The real Madeleine Gide was André Gide’s cousin and never consummated her marriage to him. He loved her with a love too pure to allow him to touch her, reserving that for the boys. If he discriminated pure love from impure love, what was it about this woman who stayed married to him, accompanied him, protected him, loved him? Destroying her beauty to devote herself to others and to domestic tasks? Renouncing any kind of life?

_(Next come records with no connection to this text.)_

Issue #94, opened 2022-01-12
Decouple lifting stuff from plutus-core internals


L-as:
We should depend on as little of Plutus internals as possible. The internal types are changing all the time and it's a headache to keep up with.

Issue #28, opened 2021-12-24
Stabilize module exports (more exports from prelude, remove unsafe exports from `Plutarch` etc)


TotallyNotChase:
Right now, Plutarch users need to import a lot of modules to be able to work with it. I suggest making the exports more rigid and uniform.

My suggestions:-
* `Plutarch.Prelude` should export all the common *Plutarch level* types as well as common utilities corresponding to said types. Just like Haskell prelude. This should ideally not include `POpaque`.
  
  Whether or not this should also export the eDSL types (`Term`, `ClosedTerm`, `PlutusType` etc) is up for discussion.

* `Plutarch` should export functions whose primary purpose is related to the eDSL - not a particular Plutarch type. e.g. `plam`, `plet`, `pdelay`, `pforce`, `phoistAcyclic`, `pinl` etc. It **should not** export any unsafe functions or functions that users are not expected to use.
* `Plutarch.Internal` or `Plutarch.Builtin.Internal` should export unsafe functions. This includes `popaque`.
* `Plutarch.Run` for exporting `compile` and `evaluateScript`.
* The *Plutarch level* types still get their own modules with their own function exports - this shouldn't have to change.

We can discuss the exact exports for each of these in this issue. In the end, Plutarch users should be able to get started on writing basic code just by importing `Plutarch.Prelude` and possibly `Plutarch`. 

P.S - I think this issue should only be worked on after we have settled the builtin list and builtin pair creation issues.

L-as:
`punsafe*` are meont to be used by the user. There are many cases where you need them to ensure good performance.

TotallyNotChase:
For sure. But I think once we have most of the builtin utilities and builtin type building synonyms implemented - there will be little reason to use them commonly. I'm not suggesting their removal from user land - I'm suggesting they be explicitly exported by some other module.

L-as:
Users should never imports anything from an `Internal` module.

PR #99, opened 2022-01-12
Staging

L-as:


L-as:
#94 needs to be fixed before this can be merged. Right now it's all broken because some new constraints have been added, not to mention `pdefaultUniConstant` is fundamentally broken.

Plutarch/Lift.hs
```diff
@@ -1,109 +1,70 @@
...
-  fromString = LiftError_Custom . T.pack
-
-{- | Class of Plutarch types `p` that can be converted to/from a Haskell type.
 
-The Haskell type is determined by `PHaskellType p`.
--}
-class PLift (p :: k -> Type) where
-  -- | The associated Haskell type for `p`
-  type PHaskellType p :: Type
+class (PConstant (PLifted p), PConstanted (PLifted p) ~ p) => PUnsafeLiftDecl (p :: PType) where
```
TotallyNotChase, line 19: Would an open type family make more sense here? It's just an empty class with an associated type after all.

TotallyNotChase:
What's the contextual difference between `PLift` and `PUnsafeLiftDecl`. They are both the same but when does one write one over the other?

Plutarch/Monadic.hs
```diff
@@ -0,0 +1,16 @@
+module Plutarch.Monadic ((>>=), (>>), fail) where
+
+import Prelude hiding (fail, (>>), (>>=))
+
+import Data.String (fromString)
+import Plutarch.Prelude
+import Plutarch.Trace (ptraceError)
+
+(>>=) :: (x -> Term s a) -> x -> Term s a
```
blamario, line 9: Some comments would be helpful here.

blamario (dismissed):
I skipped over Builtins, DataRepr, List, Rational modules, and the Nix stuff.

Plutarch/Lift.hs
```diff
@@ -1,109 +1,70 @@
...
-  -- This will fully evaluate the arbitrary closed expression, and convert the
-  -- resulting value.
-  -- -}
-  plift' :: ClosedTerm p -> Either LiftError (PHaskellType p)
+type PLift = PUnsafeLiftDecl
 
--- | Like `pconstant'` but TypeApplication-friendly
-pconstant :: forall p s. PLift p => PHaskellType p -> Term s p
-pconstant = pconstant'
+pconstant :: forall p s. PLift p => PLifted p -> Term s p
```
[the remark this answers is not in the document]
L-as: Some of the removed haddocks happened due to bugs in fourmolu 0.3, but we're using 0.5 now.

L-as:
> What's the contextual difference between `PLift` and `PUnsafeLiftDecl`. They are both the same but when does one write one over the other?

You use `PLift` unless you can't, which is when declaring the instance.

L-as:
BTW we should make a PR to fix the issues mentioned.

Plutarch/Internal.hs
```diff
@@ -104,6 +104,15 @@ mapTerm f (TermResult t d) = TermResult (f t) d
...
 mkTermRes :: RawTerm -> TermResult
 mkTermRes r = TermResult r []
+
+-- | Type of `s`.
+data S
+
+-- | Shorthand for Plutarch types.
+type PType = S -> Type
+
+type role Term phantom representational
```
TotallyNotChase, line 114: I think the lack of this type role allowed `Term s PPubKeyHash` to be coerced to `Term s PByteString`. `coerce` no longer allows this. The change makes sense though - as it'd allow other unsafe conversions as well.

But I'm curious as to how one would do the above without `punsafeCoerce` now?

L-as: We have `pto`, but `PlutusType` isn't implemented for most things, see #126.

CHANGELOG.md
```diff
@@ -1,5 +1,34 @@
 # Revision history for plutarch
 
+# 1.1.0
+
+- Bunch of new functions.
```
srid, line 5: Can we list those functions here? Or at least the modules they were added in.

Plutarch/Internal.hs
```diff
@@ -104,6 +104,15 @@ mapTerm f (TermResult t d) = TermResult (f t) d
 
 mkTermRes :: RawTerm -> TermResult
 mkTermRes r = TermResult r []
+
+-- | Type of `s`.
+data S
```
srid, line 109: It maybe worth documenting this `S`. Why do we have a `s` in `Term s`?

Plutarch/Internal.hs
```diff
@@ -161,27 +170,59 @@ plam' f = Term $ \i ->
...
+    getArityBuiltin (RBuiltin PLC.BData) = Just 0
+    getArityBuiltin (RBuiltin PLC.UnConstrData) = Just 0
+    getArityBuiltin (RBuiltin PLC.UnMapData) = Just 0
+    getArityBuiltin (RBuiltin PLC.UnListData) = Just 0
+    getArityBuiltin (RBuiltin PLC.UnIData) = Just 0
+    getArityBuiltin (RBuiltin PLC.UnBData) = Just 0
+    getArityBuiltin (RBuiltin PLC.EqualsData) = Just 1
+    getArityBuiltin (RBuiltin PLC.MkPairData) = Just 1
+    getArityBuiltin (RBuiltin PLC.MkNilData) = Just 0
+    getArityBuiltin (RBuiltin PLC.MkNilPairData) = Just 0
```
srid, line 223: There probably is a way to have `getArityBuiltin` with new plutus (and even infer builtin function types from TypeScheme); I will look at it when I get a chance.

flake.nix
```diff
@@ -1,144 +1,427 @@
...
+  inputs.flat.url = "github:Quid2/flat?rev=41a040c413351e021982bb78bd00f750628f8060";
   inputs.flat.flake = false;
-  inputs.Win32-network.url = "github:input-output-hk/Win32-network?rev=3825d3abf75f83f406c1f7161883c438dac7277d";
+  # https://github.com/input-output-hk/Win32-network/pull/10
+  inputs.Win32-network.url = "github:input-output-hk/Win32-network?rev=2d1a01c7cbb9f68a1aefe2934aad6c70644ebfea";
   inputs.Win32-network.flake = false;
+  # https://github.com/haskell-foundation/foundation/pull/555
+  inputs.foundation.url = "github:haskell-foundation/foundation?rev=0bb195e1fea06d144dafc5af9a0ff79af0a5f4a0";
+  inputs.foundation.flake = false;
+  # https://github.com/locallycompact/protolude
```
srid, line 26: This comment seems outdated. We are using upstream repo in fact.

Plutarch/Lift.hs
TotallyNotChase: Ah, right... darn.

CHANGELOG.md
L-as: Sure, if somebody makes a PR we can merge it.

Plutarch/Internal.hs
L-as: The issue is that Plutus internals change. Do we really want to depend on the internals?

Plutarch/Internal.hs
TotallyNotChase: We could simply point to the part of the users guide explaining the `s`

CHANGELOG.md
TotallyNotChase: I was working on a detailed changelog - but it probably will have to wait

flake.nix
L-as: Which repository are you talking about?

Plutarch/Internal.hs
srid: We can stop relying on the internal functions, and use plutus' types/constraints only (like `TypeScheme`), which I don't imagine will change often.

Plutarch/Lift.hs
```diff
@@ -1,109 +1,70 @@
...
+        Nothing -> Left LiftError_FromRepr
+      Left e -> Left $ LiftError_EvalException e
+  Left e -> Left $ LiftError_ScriptError e
+
+plift :: forall p. (HasCallStack, PLift p) => ClosedTerm p -> (PLifted p)
+plift prog = case plift' prog of
+  Right x -> x
+  Left e -> error $ "plift failed: " <> show e
+
+newtype DerivePConstantViaCoercible (h :: Type) (p :: PType) (r :: Type) = DerivePConstantViaCoercible h
```
TotallyNotChase, line 56: Is the `h` used for `DerivePConstantViaCoercible`? Is there an example usage somewhere perhaps?

L-as: The `h` is used because it's derived *for* the `h`. `PInteger` uses it I think.

TotallyNotChase:
> BTW we should make a PR to fix the issues mentioned.

#137

Plutarch/Lift.hs
L-as: Indeed, albeit I still think it's useful to have the representation be separate.

Plutarch/Monadic.hs
TotallyNotChase: Added via #137

Plutarch/Api/V1.hs
```diff
@@ -0,0 +1,572 @@
...
+instance PUnsafeLiftDecl PRedeemer where type PLifted PRedeemer = Plutus.Redeemer
+deriving via (DerivePConstantViaNewtype Plutus.Redeemer PRedeemer PData) instance (PConstant Plutus.Redeemer)
+
+newtype PDatumHash (s :: S)
+  = PDatumHash (Term s PByteString)
+
+instance PUnsafeLiftDecl PDatumHash where type PLifted PDatumHash = Plutus.DatumHash
+deriving via (DerivePConstantViaNewtype Plutus.DatumHash PDatumHash PByteString) instance (PConstant Plutus.DatumHash)
+
+newtype PStakeValidatorHash (s :: S)
```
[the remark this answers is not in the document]
t1lde: A singular mechanism would be undesirable - you have to think about it in a way that ought not to be fully hidden. But some naming/syntactic cleanup could make it feel a bit nicer...

Plutarch/Api/V1.hs
```diff
@@ -0,0 +1,572 @@
...
+newtype PCurrencySymbol (s :: S)
+  = PCurrencySymbol (Term s PByteString)
+instance PUnsafeLiftDecl PCurrencySymbol where type PLifted PCurrencySymbol = Plutus.CurrencySymbol
+deriving via
+  (DerivePConstantViaNewtype Plutus.CurrencySymbol PCurrencySymbol PByteString)
+  instance
+    (PConstant Plutus.CurrencySymbol)
+
+newtype PValue (s :: S)
+  = PValue (Term s (PMap PCurrencySymbol (PMap PTokenName PInteger)))
```
t1lde, line 241: Another important newtype lacking instances...

t1lde (approved):

Plutarch/Api/V1.hs
L-as: I believe @TotallyNotChase is working on this FWIW

TotallyNotChase: I haven't started generalizing what I already have yet. Will get to it later today unless someone else picks it up.

MatthewCroughan (commented):
This PR is 105 commits, it is too large for any individual to review. I cannot comment on this. Split the changes up into multiple PRs with specific changes, rather than a large refactor which globs in both Nix and Haskell code as one, and I can review it.

MatthewCroughan:
I've been informed by @L-as that there is a workflow occurring where everything is currently being merged into this Staging PR. I did not know about this, but we should write something down about this workflow in the README or elsewhere before others end up with the same confusion as me.

Plutarch/Api/V1.hs
```diff
@@ -0,0 +1,572 @@
...
+import qualified Plutus.V1.Ledger.Api as Plutus
+import qualified PlutusTx.Builtins.Internal as PT
+
+--------------------------------------------------------------------------------
+
+type PTuple = PDataList
+
+---------- V1 Specific types, Incompatible with V2
+
+newtype PTxInfo (s :: S)
```
TotallyNotChase, line 91: I just noticed this. I think we should keep these types as `data` rather than `newtype`. Similar to their ledger api variants.

It lessens the cognitive load when I can glance at a data type to know whether or not its runtime representation (i.e runtime as in Plutus core, not haskell runtime) is just its inner field. In the case of `TxInfo`, `ScriptContext` and similar - that is not the case, their constructors does indeed persist during runtime. It'd be helpful to *semantically* reflect that in Plutarch synonyms IMO

CC @L-as

TotallyNotChase (changes requested):

Plutarch/Api/V1.hs
L-as: Well, in the case of `TxInfo`, it *is* just its inner field.

TotallyNotChase: It's not though. `data TxInfo = TxInfo ...`. It's the constructor + the fields in the plutus core. Whereas the `newtype` types conventionally don't keep their constructors.

This distinction has helped me hover through plutus ledger types and understand what their plutus core representations are like. I've used the thumb rule: If it's a `newtype`, there is no extra `Constr` step - it's just the data representation of its singular field. If it's a `data`, there is a `Constr` (unless it's an integer, bytestring, list, or map) + the field(s). It'd be nice to keep this distinction in Plutarch synonyms - though it is semantically redundant.

examples/Examples/Api.hs
```diff
@@ -0,0 +1,157 @@
...
+_getInputs :: Term s (PTxInfo :--> PAsData (PBuiltinList (PAsData PTxInInfo)))
+_getInputs = plam $ \x -> P.do
+  PTxInfo i <- pmatch x
+  ptrace "xhuawdhauywhd"
+  i' <- plet i
+  pindexDataList (Proxy @0) # i'
+
+{-
+-- | Get first validator from TxInInfo
+getValidator :: Term s (PBuiltinList (PAsData PTxInInfo) :--> PAsData PValidatorHash)
```
L-as, line 121: I think we can add this back now.

Plutarch/Builtin.hs
```diff
@@ -17,32 +20,34 @@ module Plutarch.Builtin (
   PAsData,
   pforgetData,
   ppairDataBuiltin,
-  InDefaultUni,
```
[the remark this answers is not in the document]
TotallyNotChase: This has been completed via #140

Plutarch/Api/V1.hs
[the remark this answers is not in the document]
TotallyNotChase: This has been completed via #151

Plutarch/Api/V1.hs
TotallyNotChase: This has yet to be tackled, though #151 partially solves the lacking instances problem.

Plutarch/Api/V1.hs
t1lde: That's a good point and the distinction has actually tripped me up somewhat, too

L-as: It's a newtype of `PDataList`. `PDataList` itself is a `Constr`.

TotallyNotChase: Sure, but `PDataList` is very much a Plutarch concept. Keeping the plutus `data` types as `data`, and `newtype` types as `newtype` makes it immediately obvious IMO. I don't think it costs us anything either.

examples/Examples/Api.hs
TotallyNotChase: Partially resolved by #158

Plutarch/Api/V1.hs
L-as: It does, it makes it impossible to require that the contents match something.

L-as: (Through Coercible)

srid: > It does, it makes it impossible to require that the contents match something.
> 
> (Through Coercible)

It can be done using `generics-sop` (something like `Code (a s) ~ '[ '[ PDataList XS ] ]`, but it will require that `SI` type I mentioned in Discord.

TotallyNotChase: > It does, it makes it impossible to require that the contents match something.
> 
> (Through Coercible)

Ugh, that's unfortunate.

examples/Examples/Api.hs
TotallyNotChase: Further progress by #161 
Possibly fully resolved by #159

Plutarch/Api/V1.hs
TotallyNotChase: `PValue` now has both `PlutusType` and `PIsData` instances through #161 

It's currently missing `PConstant`/`PLift` instances (need those for `PMap` too). I assume this might also be resolved by #159

Plutarch.hs
```diff
@@ -22,9 +23,8 @@ module Plutarch (
   PI.punsafeConstant,
   PI.Term,
   PI.TermCont (..),
-  PL.plift,
```
TotallyNotChase, line 25: It looks like `plift` and `pconstant` exports have been removed from the `Plutarch` module. Should probably be added back.

TotallyNotChase (changes requested):

Plutarch/Api/V1.hs
```diff
@@ -0,0 +1,658 @@
...
+  pconstantToRepr m = (\(x, y) -> (Plutus.toData x, Plutus.toData y)) <$> PlutusMap.toList m
+  pconstantFromRepr m = fmap PlutusMap.fromList $
+    flip traverse m $ \(x, y) -> do
+      x' <- Plutus.fromData x
+      y' <- Plutus.fromData y
+      Just (x', y')
+
+---------- Others
+
+data PMaybe a (s :: S)
```
TotallyNotChase, line 624: These names conflict with those of the scott encoded versions. Have we got a policy for this yet? Perhaps these should be moved out to a separate module or explicitly renamed? It's a bit of a pain to import both `Plutarch.Api.V1` and `Plutarch.Maybe` at the same time during dev.

L-as: That's also what I'm thinking.

Plutarch.hs
L-as: I'm pretty sure this was a mistake in the first place, since it makes no sense. They should be re-exported from `Plutarch.Prelude`, not `Plutarch`.

TotallyNotChase: Sounds good as well. Maybe this should be tackled alongside the whole "add more exports to prelude" thing. Related: #28

Plutarch/Lift.hs
L-as: I don't think this is important enough to change.

Plutarch/Api/V1.hs
L-as: We need to revisit this.

srid: cf. https://github.com/Plutonomicon/plutarch/issues/106#issuecomment-1012103112 

and https://github.com/Plutonomicon/plutarch/issues/106#issuecomment-1013019797

Plutarch/Prelude.hs
```diff
@@ -12,14 +14,139 @@ module Plutarch.Prelude (
...
   plet,
   pinl,
-  pcon,
-  pmatch,
   pto,
   pfix,
   Type,
+  S,
+  PType,
+  PlutusType (PInner, pcon', pmatch'),
```
TotallyNotChase, line 22: I wonder if all the members of `PlutusType` are necessary now that we have generic derivers for it.

Plutarch/Builtin.hs
```diff
@@ -1,4 +1,9 @@
+{-# LANGUAGE AllowAmbiguousTypes #-}
+{-# LANGUAGE FunctionalDependencies #-}
+{-# LANGUAGE QuantifiedConstraints #-}
+{-# LANGUAGE RoleAnnotations #-}
 {-# LANGUAGE UndecidableInstances #-}
+{-# OPTIONS_GHC -Wno-orphans #-}
 
 -- This should have been called Plutarch.Data...
```
TotallyNotChase, line 8: ?

TotallyNotChase (approved):

Plutarch/Prelude.hs
L-as: Yeah, they're not necessary anymore probably. Another good example: I don't think we even *need* to make `pmatchRepr` public.

Plutarch/Builtin.hs
L-as: It probably makes sense to rename this. Where should we put `PBuiltinList`?

TotallyNotChase: `Plutarch.Builtin` seems fine and correct to me. The comment seems outdated.

Plutarch/Prelude.hs
TotallyNotChase: Well, there might be some value in letting users manually implement `PIsDataRepr` if they so choose. Though I'm not sure.

On a related note, other than `pmatchRepr` and stuff, do you think all the other exports from `Plutarch.DataRepr` are necessary?

Plutarch/Api/V1.hs
```diff
@@ -0,0 +1,549 @@
+{-# LANGUAGE UndecidableInstances #-}
+{-# OPTIONS_GHC -Wno-orphans #-}
+
+module Plutarch.Api.V1 (
```
t1lde, line 4: we ought to split this module, I'll go ahead and do this

t1lde (approved):
It's great seeing how this has all come together, props to everyone :smile: 

I'll go ahead and split up the API module rq

Plutarch/Api/V1.hs
t1lde: done on #205

TotallyNotChase (approved):
It's time!

blamario (approved):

Pupa Neumann’s Madeleine is always very beautiful. She exudes fragility and grace through her pure complexion and her poses. She is sometimes sexual, sometimes not, showing her inner struggle. We find a young, resigned woman, with an opalescent skin, straight hair; in other prints, a shameless woman, very sexy, swooning, or holding a medal – religious? – between her teeth. Her arms are swans, her hair, a clue to her state. Sometimes she spits. And sometimes she becomes a little girl playing with a kind of rattle. She plays, but she is frozen. Madeleine is a clockwork doll who accepts her fate. Her hair is no longer natural, and the photographer has added ribbons that have lost the lightness of ribbons that fly in the wind when a little girl runs. These are heavy, immobile, and show their weight and a lack of movement.

In the end, the photos where Madeleine is the most alive are also the most worrying. Pupa Neumann reveals a sexual Madeleine, perhaps  secretly in her fantasy world. A Madeleine in a bra with a little princess’ headband, who is also a little girl who has found a toy rabbit.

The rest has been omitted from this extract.